Figure 5. TEM analysis of tapetal and pollen development in ashh2 and wt.

(A) Early Ring Stage with free microspores (M) in wt. Note the endothecium (E), tapetum (T) and intact middle cell layer (mc). (B) Pollen Mitosis I to Pollen Mitosis II in wt, degeneration of the middle cell layer has occurred. Note exine (ex) with visible defined bacula. (C) Immediately prior to dehiscence in the wt. Tapetal degeneration and deposition of pollen coat has occurred and endothecium (E) secondary thickening is visible. (D) Early Ring Stage in the ashh2-1 mutant displaying abnormal tapetal (T) enlargement. (E) Pollen Mitosis I to Pollen Mitosis II of ashh2-1 disclosing abnormal accumulations of lipid-like material in membrane bound vesicles (arrows) within the tapetal cells (T). Note that normal tapetal degeneration fails to occur and that the tapetal membrane is clearly visible (arrowhead). (F) Prior to dehiscence in the ashh2-1 mutant, normal endothecium secondary thickening (st) and thinning of the stomium (S) is seen. However the tapetal cells (T) are still present and release of the globular material previously visible (Figure 6E) has not occurred, suggesting that tapetal development is impaired and delayed. (G and J) Pollen Mitosis I to Pollen Mitosis II in the ashh2-2 mutant, note secondary thickening (st) of the endothecium and that degeneration of the middle cell layer has occurred. Exine formation (ex) with well-defined bacula is visible, however, the tapetum (T) appears enlarged with an abnormal accumulation of wall materials. (H and K) As pollen mitosis progresses in ashh2-2 abnormal deposition of pollen wall material is evident (arrow), resulting in agglutination of the immature pollen grains. In some cases a deficiency of the exine sculpturing is observed (arrowheads). (I and L) Prior to dehiscence in ashh2-2 normal breakdown of the stomium occurs, however abnormal pollen wall development is observed (arrow), resulting in some cases in extreme malformation of the pollen wall (L). Bars in A, H: 10 µm; C, D, E, G, L: 5 µm; B, J, K: 2 µm; F, I: 20 µm.

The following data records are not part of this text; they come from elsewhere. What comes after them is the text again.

PR #100, opened 2018-08-14
Upgrade docker images on Travis.

lmwnshn:
I don't know if we particularly care about Docker's version.


lmwnshn:
Yeah, we don't care.

PR #103, opened 2018-08-15
Add tests for ProjectedRow, DeltaRecord and StorageUtil

yangjuns:


mbutrovich:
You'll have to rebase with @pervazea's changes today. It shouldn't be too bad from a conflict standpoint. Any test fixtures you modified or added will probably just need to inherit from the new test harness.

test/storage/delta_record_test.cpp
```diff
@@ -0,0 +1,126 @@
...
+#include "common/object_pool.h"
+#include "storage/data_table.h"
+#include "storage/storage_util.h"
+#include "util/storage_test_util.h"
+#include "storage/storage_defs.h"
+#include "util/test_harness.h"
+
+namespace terrier {
+
+struct DeltaRecordTests : public ::terrier::TerrierTest {
```
tli2: nit: you are already under terrier namespace so `struct DeltaRecordTests : public TerrierTest` would suffice

test/storage/projected_row_test.cpp
```diff
@@ -0,0 +1,110 @@
...
+#include "common/object_pool.h"
+#include "storage/data_table.h"
+#include "storage/storage_util.h"
+#include "util/storage_test_util.h"
+#include "storage/storage_defs.h"
+#include "util/test_harness.h"
+
+namespace terrier {
+
+struct ProjectedRowTests : public ::terrier::TerrierTest {
```
tli2: same nit

test/storage/projected_row_test.cpp
```diff
@@ -0,0 +1,110 @@
...
+    void *lower_bound = update->ColumnIds();
+    void *upper_bound = update + update->Size();
+    // check the first value is in bound
+    StorageTestUtil::CheckInBounds(update->AccessForceNotNull(0), lower_bound, upper_bound);
+    // check the rest values memory addresses don't overlapping previous addresses.
+    for (uint16_t col = 1; col < update->NumColumns(); col++) {
+      lower_bound = update->AccessForceNotNull(static_cast<uint16_t >(col - 1));
+      upper_bound = StorageTestUtil::IncrementByBytes(update->AccessForceNotNull(static_cast<uint16_t >(col - 1)),
+                                                      layout.attr_sizes_[col]);
+      // check if the value address is in bound
```
tli2: not in bound?

The use of CheckNotInBounds is probably correct judging by your comment outside the loop, but maybe it's most straightforward to instead advance the lower bound incrementally and use CheckInBounds against a constant upper bound.

test/storage/storage_util_test.cpp
```diff
@@ -0,0 +1,211 @@
...
+#include "common/object_pool.h"
+#include "storage/data_table.h"
+#include "storage/storage_util.h"
+#include "util/storage_test_util.h"
+#include "storage/storage_defs.h"
+#include "util/test_harness.h"
+
+namespace terrier {
+
+struct StorageUtilTests : public ::terrier::TerrierTest {
```
tli2: same nit

test/storage/projected_row_test.cpp
yangjuns: I saw that was what you did for TAS test. My concern was that if you fix the upper bound to be the very end, then the bound is too big and the address can still be incorrect even if it's in bound.  
On second thought, I think your way of checking bound is still correct because of some sort of "induction" reason. 

Correct me if I'm wrong.

yangjuns: What I'm doing here is to,  for each column value,  identify the memory space used by the previous value, which is [lower_bound, upper_bound) and make sure that the current value's memory address don't start within this range.

yangjuns: Never mind. I agree that advancing the lower bound and keeping upper bound constant serve the same purpose and are more straightforward.

yangjuns:
Quick Summary: This PR

- added 3 test files for testing ProjectedRow, DeltaRecord and StorageUtil.
- removed redundant namespace in `tuple_access_strategy_test.cpp`, `data_table_test.cpp`, `data_table_concurrent_test.cpp` as pointed out by @tli2

PR #107, opened 2018-08-16
Performance counters

### LINKED ISSUE #47: Performance counters and stats

lmwnshn:
Fix #47.

An alternative implementation of performance counters as discussed.

**Summary:**
- PerformanceCounters are really fast (single class member access) and have boilerplate generated by macros.
- StatisticsRegistry supports arbitrary module nesting and uses string names to identify different performance counters. It was not designed for speed, under the assumption that you're not calling it often (if you ask it for a pointer to a performance counter, keep it around somewhere, otherwise I mainly see it being used interactively).

**Per requirements,**
1. cost of keeping stats: once you get to the performance counter, every operation is a single class member access to an atomic integral type. **Unfortunately, this cannot be made constexpr because gcc is stupid about those until gcc 9.**
2. compiled out: if compiled out, all the methods are replaced with (void)0. Except for GetAttribute() which has to return an int, so it returns 0 instead.
3. human friendly: every performance counter can be trivially serialized to/from JSON.
4. determining available stats: the stats registry is essentially a JSON object that you can use on the fly, e.g. GetRegistryListing({"Network", "JDBC"}) would return a list of everything registered under Network/JDBC. Modules can be arbitrarily nested.
5. dumping stats: supported, dumps out to a JSON string
6. aggregation: as the stats registry speaks primarily JSON, we can add/subtract corresponding fields together before returning a dump if desired.

**Main changes:**
1. Use [nlohmann::json](https://github.com/nlohmann/json) instead of [libjsoncpp](https://github.com/open-source-parsers/jsoncpp). In [benchmarks](https://github.com/miloyip/nativejson-benchmark): [parsing] it is 10% more conformant, twice as fast, and uses 2.5 times less memory; [stringifies] at the same speed; [executable size] compiles to 6% less code. Most importantly, it is actively maintained, has a ton of testing, it is simple to distribute (single header) and has a very friendly API (almost Python dicts), which makes it easy to interact with.

2. Performance counters are generated by macros. Each counter is a simple class member, so the cost of incrementing/decrementing/fetching is just a class member access. 

Example definition:
```cpp
#define CACHE_MEMBERS(f) \
  f(uint64_t, num_insert) \
  f(uint32_t, num_hit) \
  f(uint16_t, num_failure) \
  f(uint8_t, num_user)

MAKE_PERFORMANCE_COUNTER(CacheCounter, CACHE_MEMBERS)
```
This generates a CacheCounter class with those four attributes and all the methods e.g. ZeroCounters(), ToJson(), FromJson(), etc. automagically.

3. The statistics registry is responsible for aggregation. It stores strings for module names and pointers (as integers) to PerformanceCounter objects. When stats are dumped, it follows the pointers to get the actual PerformanceCounters.

```cpp
CacheCounter cc;
CacheCounter cc2;
StatisticsRegistry reg;
reg.register({}, cc); // registers "CacheCounter" at root level
reg.register({"Cache"}, cc); // registers "CacheCounter" at "Cache" level
reg.register({"Cache", "Local"}, cc); // registers "CacheCounter" at "Cache/Local" level
reg.DumpStats({"Cache"}, 4); // dumps the stats rooted at "Cache" with 4 spaces for indents
```

Whether you want to store the performance counter in the object itself or elsewhere is left up to you. 

**Todo:**
1. Add an example usage for DataTable - this requires storing the stat_registry somewhere.
2. Mock up the scenario described in the issue - should essentially be adapting the tests.
3. Think about same-counter-level aggregation more. When do we decide what we want to aggregate together?
    - e.g. four separate NetworkCounters that got added and automatically assigned to NetworkCounter, NetworkCounter1, NetworkCounter2, NetworkCounter3)
    - when should we return the aggregate vs returning them separately? I don't think it makes sense to always sum, but that means we would need a per-member decision...

I just rebased, grabbing food for now.


test/common/performance_counter_test.cpp
```diff
@@ -0,0 +1,136 @@
...
+   */
+  void Equal() const {
+    EXPECT_EQ(cc->Get_num_insert(), num_insert);
+    EXPECT_EQ(cc->Get_num_hit(), num_hit);
+    EXPECT_EQ(cc->Get_num_failure(), num_failure);
+    EXPECT_EQ(cc->Get_num_user(), num_user);
+  }
+
+  std::vector<double> work_probs = std::vector<double>(8, 0.125);
+  std::vector<std::function<void()>> workloads = {
```
tli2: auto should be fine here?

test/common/performance_counter_test.cpp
```diff
@@ -0,0 +1,136 @@
...
+   * Runs random operations, automatically checking that all the state remains consistent.
+   * @param generator random number generator
+   * @param num_operations number of operations to run
+   */
+  void RandomOperation(std::default_random_engine generator, uint32_t num_operations) {
+    MultiThreadedTestUtil::InvokeWorkloadWithDistribution(workloads, work_probs, &generator, num_operations);
+  }
+};
+
+#ifdef NDEBUG
```
tli2: Gtest has a DISABLED flag, though I don't remember clearly how that works.

We might want to put a macro for this since it is perceivable we want this kind of behavior for other tests as well.

test/include/util/performance_counter_test_util.h
```diff
@@ -0,0 +1,23 @@
+#pragma once
+#include "common/performance_counter.h"
+
+namespace terrier {
```
tli2: https://github.com/cmu-db/terrier/wiki/Coding-Guideline

We basically set a rule that only a directory gets its own test util.

src/include/common/performance_counter.h
```diff
@@ -0,0 +1,188 @@
...
+ * You can use the resulting PerformanceCounter as a class in its own right. For example,
+ *      #define MAKE_PERFORMANCE_COUNTER(NetworkCounter, NETWORK_MEMBERS)
+ * will make the following code valid:
+ *      NetworkCounter nc;
+ *      nc.requests_received++;
+ *      nc.connections_opened.store(100);
+ *
+ * Note that every class member is wrapped in std::atomic.
+ */
+#define MAKE_PERFORMANCE_COUNTER(ClassName, MemberList)                               \
```
pervazea: Name could use adjustment.   MAKE should probably be DEFINE (as in declaration vs. definition)
COUNTER should be COUNTERS, since the argument is a list.

test/common/performance_counter_test.cpp
lmwnshn: error: 'auto' not allowed in non-static class member

test/common/performance_counter_test.cpp
lmwnshn: It appears the GTest way is to do something like
TEST(PerformanceCounterTests, DISABLED_SerializationTest) {

lmwnshn:
I have added an example usage for datatable in main/terrier.cpp. I think we might want to shake out the API a little before we actually merge it, but the overall implementation of this approach should be there.

src/storage/data_table.cpp
```diff
@@ -7,6 +9,8 @@
 
 namespace terrier::storage {
 DataTable::DataTable(BlockStore *store, const BlockLayout &layout) : block_store_(store), accessor_(layout) {
+  data_table_counter_ = new DataTableCounter;
```
tli2: Why not inline these counters? Do we support inlining these counters in the class themselves?

src/storage/data_table.cpp
```diff
@@ -80,6 +85,7 @@ bool DataTable::Update(transaction::TransactionContext *txn,
   // Update in place with the new value.
   for (uint16_t i = 0; i < redo.NumColumns(); i++) StorageUtil::CopyAttrFromProjection(accessor_, slot, redo, i);
 
+  data_table_counter_->Inc_num_update();
```
tli2: nit: CamelCase?

tli2:
Overall looks good

src/include/common/stat_registry.h
```diff
@@ -0,0 +1,227 @@
...
+
+  /**
+   * Deregister and remove the named performance counter from the module specified.
+   *
+   * @param module_path path to destination module
+   * @param name name of the performance counter to be deregistered
+   * @param free_pc true if the performance counter should be freed, false otherwise
+   * @return true if the performance counter was successfully removed, false otherwise
+   */
+  bool Deregister(const std::vector<std::string> &module_path, const std::string &name, bool free_pc) {
```
tli2: Do we always want these to go out of scope, or maybe retain them if needed?

lmwnshn: Retain the removed performance counters? They remain in whatever object they were in, they will just not be tracked by the registry any more.

lmwnshn:
I suspect yesterday's CMake fixes may have borked linking when externs are involved. PR on hold while I sort it out.

yangjuns:
I get core dump when running terrier

src/storage/data_table.cpp
```diff
@@ -43,6 +45,7 @@ void DataTable::Select(transaction::TransactionContext *const txn, const TupleSl
     StorageUtil::ApplyDelta(accessor_.GetBlockLayout(), *(version_ptr->Delta()), out_buffer);
     version_ptr = version_ptr->Next();
   }
+  data_table_counter_.IncNumSelect();
```
tli2: nit: don't use abbreviation.

Second thought: does it make sense to add something not 1 in a call to Increment? Maybe the right way is to take in an `increment_by` argument that defaults to 1 (don't tell Andy)

mbutrovich: Don't do the default argument :)

mbutrovich:
What’s the easiest way to compile it out?

lmwnshn:
I just remembered why we had increment and decrement. This is so it would be compiled out as do-nothing.

mbutrovich:
Is it easy to change the DEBUG flag as being the setting? We’ll want some of these in Release mode since they’ll be used as metrics.

lmwnshn:
The flag is set here https://github.com/cmu-db/terrier/blob/master/src/include/common/performance_counter.h#L43 for all performance counters.

Currently no support for only some performance counters, I believe it could be done though.

PR #115, opened 2018-08-17
Garbage Collection

### LINKED ISSUE #110: Garbage Collection
A simple garbage collection that runs on its own thread and consumes the out-of-scope transaction contexts form transaction manager should suffice at this point. Correctness first, optimization later.

mbutrovich:
Fix #110.

This is a simple garbage collector for the storage layer that will unlink obsolete versions from version chains and then free TransactionContexts once no one else can hold a reference to them.

There are also a few API changes to support GC, as well as minor bug fixes.

### DIFF
--- a/src/include/storage/data_table.h
+++ b/src/include/storage/data_table.h
@@ -74,6 +74,8 @@ class DataTable {
   void Rollback(timestamp_t txn_id, TupleSlot slot);
 
  private:
+  friend class GarbageCollector;
+
   BlockStore *block_store_;
   // TODO(Tianyu): this is here for when we support concurrent schema, for now we only have one per DataTable
   // common::ConcurrentMap<layout_version_t, TupleAccessStrategy> layouts_;
--- a/src/include/storage/garbage_collector.h
+++ b/src/include/storage/garbage_collector.h
@@ -12,12 +12,34 @@
 
 namespace terrier::storage {
 
+/**
+ * The garbage collector is responsible for processing a queue of completed transactions from the transaction manager.
+ * Based on the contents of this queue, it unlinks the DeltaRecords from their version chains when no running
+ * transactions can view those versions anymore. It then stores those transactions to attempt to deallocate on the next
+ * iteration if no running transactions can still hold references to them.
+ */
 class GarbageCollector {
  public:
   GarbageCollector() = delete;
-  explicit GarbageCollector(transaction::TransactionManager *txn_manager) : txn_manager_(txn_manager), last_run_{0} {}
+  /**
+   * Constructor for the Garbage Collector that requires a pointer to the TransactionManager. This is necessary for the
+   * GC to invoke the TM's function for handing off the completed transactions queue.
+   * @param txn_manager pointer to the TransactionManager
+   */
+  explicit GarbageCollector(transaction::TransactionManager *txn_manager) : txn_manager_(txn_manager), last_run_{0} {
+    PELOTON_ASSERT(txn_manager_->GCEnabled(),
+                   "The TransactionManager needs to be instantiated with gc_enabled true for GC to work!");
+  }
   ~GarbageCollector() = default;
 
+  /**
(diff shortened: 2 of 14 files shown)


mbutrovich:
I’ll fix the coveralls number by initializing the txn logger in main. I didn’t end up using it after adding it.

src/include/storage/data_table.h
```diff
@@ -74,6 +74,8 @@ class DataTable {
   void Rollback(timestamp_t txn_id, TupleSlot slot);
 
  private:
+  friend class GarbageCollector;
```
tli2: No need to fix it in this PR, but we should be more consistent with this and the rollback function from transactions (whether to write a function in DataTable or make friend class)

src/include/storage/garbage_collector.h
```diff
@@ -0,0 +1,180 @@
...
+
+/**
+ * The garbage collector is responsible for processing a queue of completed transactions from the transaction manager.
+ * Based on the contents of this queue, it unlinks the DeltaRecords from their version chains when no running
+ * transactions can view those versions anymore. It then stores those transactions to attempt to deallocate on the next
+ * iteration if no running transactions can still hold references to them.
+ */
+class GarbageCollector {
+ public:
+  GarbageCollector() = delete;
```
tli2: don't need this delete, should be implicitly deleted after you declared a non-default constructor.

src/include/storage/garbage_collector.h
```diff
@@ -0,0 +1,180 @@
...
+  /**
+   * Constructor for the Garbage Collector that requires a pointer to the TransactionManager. This is necessary for the
+   * GC to invoke the TM's function for handing off the completed transactions queue.
+   * @param txn_manager pointer to the TransactionManager
+   */
+  explicit GarbageCollector(transaction::TransactionManager *txn_manager) : txn_manager_(txn_manager), last_run_{0} {
+    PELOTON_ASSERT(txn_manager_->GCEnabled(),
+                   "The TransactionManager needs to be instantiated with gc_enabled true for GC to work!");
+  }
+  ~GarbageCollector() = default;
```
tli2: Also okay to omit.

src/include/storage/garbage_collector.h
```diff
@@ -0,0 +1,180 @@
...
+class GarbageCollector {
+ public:
+  GarbageCollector() = delete;
+  /**
+   * Constructor for the Garbage Collector that requires a pointer to the TransactionManager. This is necessary for the
+   * GC to invoke the TM's function for handing off the completed transactions queue.
+   * @param txn_manager pointer to the TransactionManager
+   */
+  explicit GarbageCollector(transaction::TransactionManager *txn_manager) : txn_manager_(txn_manager), last_run_{0} {
+    PELOTON_ASSERT(txn_manager_->GCEnabled(),
```
tli2: Yes

src/include/storage/garbage_collector.h
```diff
@@ -0,0 +1,180 @@
...
+    if (!txns_to_unlink_.empty()) {
+      // Append to our non-empty unlink queue
+      while (!from_txn_manager.empty()) {
+        txn = from_txn_manager.front();
+        from_txn_manager.pop();
+        txns_to_unlink_.push(txn);
+      }
+    } else {
+      // Overwrite our empty unlink queue
+      txns_to_unlink_ = from_txn_manager;
```
tli2: nit: This probably copies anyway, so this if branch can probably go away. (simply iterate through the `from_txn_manager` and add them to `txns_to_unlink`)

src/include/storage/data_table.h
mbutrovich: Friend class for GC definitely makes sense since it’s in the same namespace and abstraction layer and we don’t want to expose anything extra from the DT that GC might need to other layers.

It gets weird with CC. Friend class might make sense there too if we’re trying encapsulate everything in the backend (storage and CC) from the ref of the system — I.e. not expose something like Rollback to the execution layer.

PR #116, opened 2018-08-18
LargeTransactionTest framework refactor + large randomized GC tests

tli2:
The framework we used to test concurrency control is adpated for GC tests as well.

Caveat: It is too expensive to test GC for a long period in the current framework because of the extra book-keeping we do for correctness checks. We don't have to check correctness only at the end though, so I could technically put in a producer-consumer model and fix that.

Will probably fix that in a different PR. When that is done, this thing can in theory run forever.


src/include/transaction/transaction_manager.h
```diff
@@ -61,9 +61,7 @@ class TransactionManager {
     size_t result UNUSED_ATTRIBUTE = curr_running_txns_.erase(start_time);
     PELOTON_ASSERT(result == 1, "committed transaction did not exist in global transactions table");
     txn->TxnId() = commit_time;
-    if (gc_enabled_ && !undos.Empty()) {
-      completed_txns_.push(txn);
-    }
+    if (gc_enabled_) completed_txns_.push(txn);
```
mbutrovich: Nice catch! leak check to the rescue.

src/storage/garbage_collector.cpp
```diff
@@ -45,45 +45,44 @@ uint32_t GarbageCollector::Unlink() {
...
-
   // Append to our local unlink queue
   while (!from_txn_manager.empty()) {
     txn = from_txn_manager.front();
     from_txn_manager.pop();
     txns_to_unlink_.push(txn);
   }
 
-  uint32_t txns_cleared = 0;
+  uint32_t txns_unlinked = 0;
```
mbutrovich: Good rename

src/util/transaction_test_util.cpp
```diff
@@ -0,0 +1,265 @@
...
+
+RandomWorkloadTransaction::~RandomWorkloadTransaction() {
+  if (!test_object_->gc_on_) delete txn_;
+  if (test_object_->bookkeeping_) delete[] buffer_;
+  for (auto &entry : updates_)
+    delete[] reinterpret_cast<byte *>(entry.second);
+  for (auto &entry : selects_)
+    delete[] reinterpret_cast<byte *>(entry.second);
+}
+template<class Random>
```
mbutrovich: It's not clear to me why this works in a .cpp without explicit instantiation but sure!

Issue #105, opened 2018-08-16
Cleanup week!


lmwnshn:
It's been a month of rapid engineering by a very small team, and now we need a few days to reflect on what we've accomplished and get the codebase ready for a lot more people to work on it. To that end, we're going to complete the following next week:

- [x] Arrow's codebase assumed .cc files. A quick search shows that we should change cpplint and run_clang_format. Previously, it was only doing that for .h files. We can also try to make cpplint.py work for Python 3. We’ll do this at the end of the week to avoid merge conflicts on other PRs. (PR is open #117, ready to go whenever we are).
- [x] Revisit every TODO in the codebase. We sprinkled these liberally through the codebase when we didn't know the answer to questions, and some are now irrelevant.
- [x] Revisit code documentation to make sure it's still correct. APIs, behavior, and assumptions might have changed since first written. Some hidden assumptions will also need to be made explicit and clearly documented. Suggest turning on -Wdocumentation locally on Clang for extra help finding issues.
- [x] Add debug logging statements where appropriate.
- [x] Break some class definitions into their own files. Closely related classes were often written in the same headers since that was easier for engineering, but we should make the files more accessible now.
- [x] Make sure definitions are in .cpp files rather than .h files when appropriate. Again, this was easier for engineering but we want to make sure we're following our own guidelines.
- [ ] Revisit and expand the wiki documentation. Design decisions in the storage and CC layers have been in flux for a month, but we've more or less settled on our design and should document them (issue #46). Some infrastructure stuff has also changed (lint target, CI, etc.) and we want to make sure that's current.
- [ ] Get our Continuous Integration (both Travis and Jenkins) running the checks that we want. This mostly involves shifting work to Jenkins and getting the dependency in place for Jenkins to trigger after Travis.
- [x] Make unit test and benchmark parameters consistent, in particular number of threads, and put these in a common harness.
- [x] Magic numbers, names, and other readability improvements.
- [ ] Get a benchmark machine set up to collect nightly numbers so we can spot regressions.
[...]

PR #117, opened 2018-08-20
Fix clang-format for .cpp files

lmwnshn:
Part of #105. 

Comments:
1. There is a reference to .cc files in [asan_symbolize.py](https://github.com/cmu-db/terrier/blob/master/build-support/asan_symbolize.py#L27), but I'm not sure if it should be changed.

2. I tried making cpplint Python-3 compatible. It mostly involves removing references to unicode, iteritems, itervalues. But I do not think this is worth doing; most systems will have Python 2 as the default env python. At most a mild inconvenience for people like me who have a Python 3 default.

Whenever we're ready, we can rebase and run make format.

### DIFF
--- a/CMakeLists.txt
+++ b/CMakeLists.txt
@@ -219,7 +219,7 @@ endif ()
 message(STATUS "CMAKE_CXX_FLAGS: ${CMAKE_CXX_FLAGS}")
 
 ###########################################################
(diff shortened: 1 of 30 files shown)


mbutrovich:
Add the do-not-merge tag until the end of the cleanup week.

Issue #813, opened 2020-03-04
Switch to Dynamic Linking


apavlo:
We are using static linking for all of the tests + benchmarks. That makes the linking super long. IIRC, there was a problem with using ASAN on OSX with dynamic linked binaries, but I don't think it is an issue any more.

I think it's just a matter of making a switch in our cmake files to enable dynamic linking.

lmwnshn:
Will be addressed by #1224 in two ways: lld for faster linking, and actual proper dynamic linking made possible by splitting up dependencies.

It was a _little_ more than just making a switch.

PR #916, opened 2020-05-24
Add support for compiling shared library

gengkev:
This is actually my 3rd attempt at getting Terrier to compile as a shared library, borne out of getting very angry at compile/link times during 15-721, and it seems to work! The process of linking the final executable is now almost instant, and binaries like `./terrier` and `catalog_test` are now an order of magnitude smaller, which is a blessing for my tiny SSD.

The main issue was that .o files were being compiled with `-fvisibility=hidden`, which sets the default visibility of all symbols to be hidden. This caused those symbols to disappear when being linked into the `.so` file. That flag might makes sense for a true library where the number of symbols that are actually exported is small and can all be tagged manually. But it doesn't make sense for libterrier, where the `./terrier` binary, tests, etc. all need to call various functions all over the codebase.

**How was this investigated?** `nm -C libterrier.so.1.0.0` showed the function `DBMain::ForceShutdown()` as `t` (local symbol), whereas compiling a toy project on my own would show it as `T` instead (global symbol). So I was able to narrow down the difference to the `-fvisibility` command-line flag.

**Why did the static library work?** Because it seems that `-fvisibility` only affects the symbols that are visible when linked into a shared library, whereas an archive file would be unaffected.

**Caveat:** I tested this on Ubuntu 18.04 only (I do not use Mac OS). I am sure there is a reason the `-fvisibility=hidden` flag was introduced (in 4e1835b67b97ee3b4031b03b456fd54a46ba69a8). So it might be worth looking into why that is, for example if this breaks the Mac OS build for some reason.

**Caveat:** Is it necessary to change additional files (e.g. use of `STATIC_LINK_LIBS` in [cmake_modules/BuildUtils.cmake](https://github.com/cmu-db/terrier/tree/master/cmake_modules/BuildUtils.cmake#L285))? I don't know if I understand the build system well enough to say. It could also be possible to compile other helper libraries as static (test_util, etc).


gengkev:
related to #813 probably

mbutrovich:
This does indeed break the macOS build. I believe you need explicit symbol exporting to fix it which is a non-trivial refactor to keep unit tests working.

See https://developer.apple.com/library/archive/documentation/DeveloperTools/Conceptual/CppRuntimeEnv/Articles/SymbolVisibility.html

mbutrovich:
This does seem to break the macOS build with warnings blowing up from the linker like crazy, which happened the first time @amlatyrngom ported TPL and resulted in the flag change:
```
ld: warning: direct access in function '(anonymous namespace)::ValueTable::lookupOrAdd(llvm::Value*)' from file '/usr/local/Cellar/llvm@8/8.0.1_1/lib/libLLVMScalarOpts.a(GVNSink.cpp.o)' to global weak symbol 'guard variable for llvm::hashing::detail::get_execution_seed()::seed' from file 'CMakeFiles/terrier_objlib.dir/execution/ast/context.cpp.o' means the weak symbol cannot be overridden at runtime. This was likely caused by different translation units being compiled with different visibility settings.
```
The system still compiles and runs, but it's unclear if we're always getting the behavior we expect.

lmwnshn:
This seems to be a small (but tricky) patch. Ideally it gets fixed for Mac as well, but if not, I wonder if it is worth having different linking behavior on Mac and Ubuntu? The advertised changes are very tempting. I might develop locally with this on Ubuntu, right now linking is a 50/50 on whether it causes my computer to stop responding.

lmwnshn:
Conversation with @gengkev 

```
We think we want our final goal to be statically link the terrier binary (for performance) and dynamically link tests (save space, save linking time)

A possible stopgap measure is to statically link on mac, dynamically link on ubuntu, though we're curious about what it would take to go from there to the envisioned solution.
```

In case someone else wants to pick it up.

apavlo:
Replaced with #1017

PR #920, opened 2020-05-26
Add a virtual destructor to Val

mbutrovich:
Fix ASAN issue on GCC when running the terrier binary.


mbutrovich:
Closed since it sounds like we'll change to a variant in CVE instead.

Figure 6. Changes in gene expression and histone tail methylation in the ashh2-1 mutant.

(A) Functional GO annotation of genes differentially expressed in ashh2-1 inflorescences relative to wt. The inserts depict the developmental stage of the main inflorescences used in the microarray experiment. (B) Number of co-down-regulated genes in the ashh2-1 mutant (>1.6-fold change), ms1 mutant (>2-fold change) and spl/ems-1 mutant (>1.6-fold change). (C) Confirmation of down-regulation of selected genes using real-time reverse transcriptase PCR. Wt levels were set to 1. (D) Gene structures of AtDMC1, AP1 and MYB99. Boxes indicate exons, thin lines introns. The positions of the fragments tested in the ChIP analyses are shown as red lines. (E) Representative results of ChIP analyses on the selected down-regulated genes shown in (D) using antibodies against H3K4me3, H3K36me2 and H3K4me3. Ta3 was used as a control. IN – input; –ab – without antibodies.